>>>

PR #426, opened 2020-03-18
New PLE Implementation

nikivazou:
This is a complete rewrite of PLE the follows more closely the theory presented in the POPL paper. 

COMPATIBILITY
----------------
Currently the new implementation is the default. You can restore the previous PLE with the `oldple` flag. The only incompatible different is that the `definition` parser has changed from 

```
define f (x:sx,y:sy):s = (f x y = e)
```

to 

```
define f (x:sx,y:sy):s = { e }
```

PROS
---------
0. It handles examples not supported before, e.g., [this](https://github.com/ucsd-progsys/liquid-fixpoint/blob/fb4e4b24c41932af9b725f1f7f14ce2052743848/tests/proof/pleBoolC.fq).
1.  All the test (including LH) apart from one (that is using lambdas) pass.
2.  PLE runs in all subexpressions (including arguments of functions which we need for some benchamarks) apart from subexpressions guarded with `EIte`. 
4. There is a small speedup in some examples (e.g., `Tests/Prover/foundations/Basics.hs`and critically the NN example under development).  
5.  It removes most hacks that existed before (there are two hacks discussed bellow*). Importantly: 
   - It removes the STACK FUN hack and is actually using SMT to check branches before entering EIte (as discussed in the paper). 
   - Function definitions are now actual definitions, e.g., `define f (x, y) = { e }` is now not treated as `f (x,y) = e`. Not sure how things worked with this previous encoding :) 
6. I now mostly understand what is happening and can edit the code when needed :) 

CONS
------
- There is a slow down is other examples (e.g., computation of `fib 16` is now terrible; but I will investigate more).
- I do not think I am taking advantage of the "incremental" implementation, since I do not understand how it worked. I left the `Trie` parts of the code, but do not seem to help much.  

Hacks/Departures from POPL paper*
-------
Evaluation proceeds as in the POPL paper, i.e., and SMT when there is an `EIte`, unfold defined functions, and recurse. Apart from the four speedup "hacks" below
- [cashed expressions](https://github.com/ucsd-progsys/liquid-fixpoint/blob/fb4e4b24c41932af9b725f1f7f14ce2052743848/src/Language/Fixpoint/Solver/PLE.hs#L363): subexpressions that are evaluated before are not evaluated again.   
- [constants](https://github.com/ucsd-progsys/liquid-fixpoint/blob/fb4e4b24c41932af9b725f1f7f14ce2052743848/src/Language/Fixpoint/Solver/PLE.hs#L601-L605): subexpressions known to evaluate to constants are directly simplified to such constants.
- Datatypes: There is special simplification treatment for [record selectors](https://github.com/ucsd-progsys/liquid-fixpoint/blob/fb4e4b24c41932af9b725f1f7f14ce2052743848/src/Language/Fixpoint/Solver/PLE.hs#L611-L615) and [measure](https://github.com/ucsd-progsys/liquid-fixpoint/blob/fb4e4b24c41932af9b725f1f7f14ce2052743848/src/Language/Fixpoint/Solver/PLE.hs#L599-L600), i.e., rewrite rules that reduce to constants. I bet both these can go away if we actually used SMT's data types instead of rewrite rules. 
- GADTs: To make examples with GADTs work we need to more hacks 
  1. [Remove trivial casts](https://github.com/ucsd-progsys/liquid-fixpoint/blob/fb4e4b24c41932af9b725f1f7f14ce2052743848/src/Language/Fixpoint/Solver/PLE.hs#L609-L610) to allow evaluation proceed. 
  2. [Simplify EIte when possible](https://github.com/ucsd-progsys/liquid-fixpoint/blob/fb4e4b24c41932af9b725f1f7f14ce2052743848/src/Language/Fixpoint/Solver/PLE.hs#L606-L608) so that malformed definitions (e.g, bool in one branch and int in the other) do not end up in SMT.


ranjitjhala:
Super!!!! will take a look, but please keep old code around just in case..

nikivazou:
@ranjitjhala all the old code is kept.
It would be good to have a PLE code review session, but in your own time.  
I will merge soon (about 2 hours) esp since I am seeing develop getting edited (😠  @atondwal )

ranjitjhala:
Go ahead Niki!

Was there a commit to develop without a PR?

<<<

◆ PROBLEM DETAILS ◆
Copy every entry exactly, missing none.

◆ RESULT BELOW ◆
PR #426, opened 2020-03-18
New PLE Implementation

nikivazou:
This is a complete rewrite of PLE the follows more closely the theory presented in the POPL paper. 

COMPATIBILITY
----------------
Currently the new implementation is the default. You can restore the previous PLE with the `oldple` flag. The only incompatible different is that the `definition` parser has changed from 

```
define f (x:sx,y:sy):s = (f x y = e)
```

to 

```
define f (x:sx,y:sy):s = { e }
```

PROS
---------
0. It handles examples not supported before, e.g., [this](https://github.com/ucsd-progsys/liquid-fixpoint/blob/fb4e4b24c41932af9b725f1f7f14ce2052743848/tests/proof/pleBoolC.fq).
1.  All the test (including LH) apart from one (that is using lambdas) pass.
2.  PLE runs in all subexpressions (including arguments of functions which we need for some benchamarks) apart from subexpressions guarded with `EIte`. 
4. There is a small speedup in some examples (e.g., `Tests/Prover/foundations/Basics.hs`and critically the NN example under development).  
5.  It removes most hacks that existed before (there are two hacks discussed bellow*). Importantly: 
   - It removes the STACK FUN hack and is actually using SMT to check branches before entering EIte (as discussed in the paper). 
   - Function definitions are now actual definitions, e.g., `define f (x, y) = { e }` is now not treated as `f (x,y) = e`. Not sure how things worked with this previous encoding :) 
6. I now mostly understand what is happening and can edit the code when needed :) 

CONS
------
- There is a slow down is other examples (e.g., computation of `fib 16` is now terrible; but I will investigate more).
- I do not think I am taking advantage of the "incremental" implementation, since I do not understand how it worked. I left the `Trie` parts of the code, but do not seem to help much.  

Hacks/Departures from POPL paper*
-------
Evaluation proceeds as in the POPL paper, i.e., and SMT when there is an `EIte`, unfold defined functions, and recurse. Apart from the four speedup "hacks" below
- [cashed expressions](https://github.com/ucsd-progsys/liquid-fixpoint/blob/fb4e4b24c41932af9b725f1f7f14ce2052743848/src/Language/Fixpoint/Solver/PLE.hs#L363): subexpressions that are evaluated before are not evaluated again.   
- [constants](https://github.com/ucsd-progsys/liquid-fixpoint/blob/fb4e4b24c41932af9b725f1f7f14ce2052743848/src/Language/Fixpoint/Solver/PLE.hs#L601-L605): subexpressions known to evaluate to constants are directly simplified to such constants.
- Datatypes: There is special simplification treatment for [record selectors](https://github.com/ucsd-progsys/liquid-fixpoint/blob/fb4e4b24c41932af9b725f1f7f14ce2052743848/src/Language/Fixpoint/Solver/PLE.hs#L611-L615) and [measure](https://github.com/ucsd-progsys/liquid-fixpoint/blob/fb4e4b24c41932af9b725f1f7f14ce2052743848/src/Language/Fixpoint/Solver/PLE.hs#L599-L600), i.e., rewrite rules that reduce to constants. I bet both these can go away if we actually used SMT's data types instead of rewrite rules. 
- GADTs: To make examples with GADTs work we need to more hacks 
  1. [Remove trivial casts](https://github.com/ucsd-progsys/liquid-fixpoint/blob/fb4e4b24c41932af9b725f1f7f14ce2052743848/src/Language/Fixpoint/Solver/PLE.hs#L609-L610) to allow evaluation proceed. 
  2. [Simplify EIte when possible](https://github.com/ucsd-progsys/liquid-fixpoint/blob/fb4e4b24c41932af9b725f1f7f14ce2052743848/src/Language/Fixpoint/Solver/PLE.hs#L606-L608) so that malformed definitions (e.g, bool in one branch and int in the other) do not end up in SMT.


ranjitjhala:
Super!!!! will take a look, but please keep old code around just in case..

nikivazou:
@ranjitjhala all the old code is kept.
It would be good to have a PLE code review session, but in your own time.  
I will merge soon (about 2 hours) esp since I am seeing develop getting edited (😠  @atondwal )

ranjitjhala:
Go ahead Niki!

Was there a commit to develop without a PR?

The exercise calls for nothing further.